Sharon D. Welch (born November 11, 1952) is an academic scholar, social ethicist and author of six books on ethics, theology, politics, religion and spirituality. After having served as Provost and Professor of Religion for ten years, she is currently Affiliate Faculty member at Meadville Lombard Theological School.

== Early life ==
Welch was born in West Texas. Her mother and father were both Social Gospel ministers.

== Family ==
Welch has two daughters, Zoe and Hannah.

== Ethical Concepts ==
Writing as a social ethicist and academic, Welch is known for developing a "Feminist Ethic of Risk," explained in a book by the same name, published in 1990 and reprinted in 2000. Welch notes that the results of action cannot be guaranteed because all action is bounded by power. She suggests that an Ethic of Risk sets up a matrix of possibilities and resistance on a horizon of change. An Ethics of Risk has three elements: a redefinition of responsible action that is not built on outcomes alone, risk grounded in community, and strategic risk-taking.

== Career ==
Welch is currently a member of the Unitarian Universalist Peace Ministry Network and the Cook County League of Women Voters, a Fellow of the Institute for Humanist Studies, and serves on the Board of Renewal in the Wilderness.

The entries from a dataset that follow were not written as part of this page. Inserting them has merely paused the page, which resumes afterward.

PR #1065, opened 2024-09-30
Error if HMR results in negative particle mass

### LINKED ISSUE #1061: `_apply_hmr` can silently lead to negative values
**Description**

Appying HMR has no validation / checks in place to avoid zero / negative mass setting.

Generally I would say this is rare, but I managed to accidentally create this with a 4 amu style test on a methane.

I haven't gone all the way through to a simulation, but whilst I suspect negative mass will fail, zero mass is a special case for openmm which will just freeze the atom (you'd have to be really lucky to set things to zero though).

Possibly just checking for the negative case and throwing an error / warning could be useful?

**Reproduction**

```python
from openff.interchange.components._packmol import solvate_topology_nonwater
import pytest


ligand = Molecule.from_smiles('C')
ligand.generate_conformers()
ligand.assign_partial_charges(partial_charge_method='am1bcc')

inter = Interchange.from_smirnoff(topology=ligand.to_topology(), force_field=ff)

system = inter.to_openmm_system(hydrogen_mass=4.0*1.008)
print(system.getParticleMass(0))
```

**Output**

```
-0.08543200000000084 Da
```

**Software versions**

Interchange v0.3.29

mattwthompson:
### Description

Resolves #1061

### Checklist

- [x] Add tests
- [x] Lint
- [x] Update docstrings

### DIFF
--- a/openff/interchange/interop/openmm/__init__.py
+++ b/openff/interchange/interop/openmm/__init__.py
@@ -219,7 +219,7 @@ def _apply_hmr(
             # when virtual sites + HMR are supported
             mass_to_transfer = _hydrogen_mass - system.getParticleMass(hydrogen_index)
 
-            if mass_to_transfer > heavy_mass:
+            if mass_to_transfer >= heavy_mass:
                 raise NegativeMassError(
                     f"Particle with index {heavy_index} would have a negative mass after hydrogen "
                     "mass repartitioning. Consider transferring a smaller mass than "
--- a/openff/interchange/interop/openmm/__init__.py
+++ b/openff/interchange/interop/openmm/__init__.py
@@ -6,6 +6,7 @@ from typing import TYPE_CHECKING, TextIO
 
 from openff.utilities.utilities import has_package, requires_package
 
+from openff.interchange._annotations import PositiveFloat
 from openff.interchange.exceptions import (
     NegativeMassError,
     PluginCompatibilityError,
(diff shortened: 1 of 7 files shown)


openff/interchange/interop/openmm/__init__.py
```diff
@@ -36,7 +38,7 @@ def to_openmm_system(
     combine_nonbonded_forces: bool = False,
     add_constrained_forces: bool = False,
     ewald_tolerance: float = 1e-4,
-    hydrogen_mass: float = 1.007947,
+    hydrogen_mass: PositiveFloat = 1.007947,
```
IAlibay, line 41: I know we have the annotation and all, but what if I passed a negative value here? Is there anything at runtime that would actually stop me from creating negatively massed hydrogens with super heavy atoms?

mattwthompson: Yep - slightly buried in the logic so it doesn't stand out in the diff: https://github.com/openforcefield/openff-interchange/pull/1065/files#diff-80d8de9a0e22631e9558b73e53bb5e90a13dd20d0e8cb9fa26f25c95622d4745R222-R228

ntBre (approved):
Overall LGTM. One minor point, is it worth mentioning in the release notes (and maybe the type annotation) the behavior around zero? From the actual [condition](https://github.com/openforcefield/openff-interchange/pull/1065/files#diff-80d8de9a0e22631e9558b73e53bb5e90a13dd20d0e8cb9fa26f25c95622d4745R222-R228), I think exactly zero is okay, right? This feels really pedantic but that would make `PositiveFloat` a `NonNegativeFloat` or something and the `Annotated` field `Ge(0)`.

mattwthompson:
Good catch - I'll make it easy on myself and forbid zero mass. If somebody wants it ... well, they can make the case for it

Prior to joining the faculty at Meadville Lombard Theological School, Welch held positions as Professor and Chair of Religious Studies, Professor of Women's and Gender Studies and adjunct professor of Educational Leadership and Policy Analysis at the University of Missouri (1991–2007); she was also Assistant and then associate professor of Theology and Religion and Society at Harvard Divinity School (1982–1991).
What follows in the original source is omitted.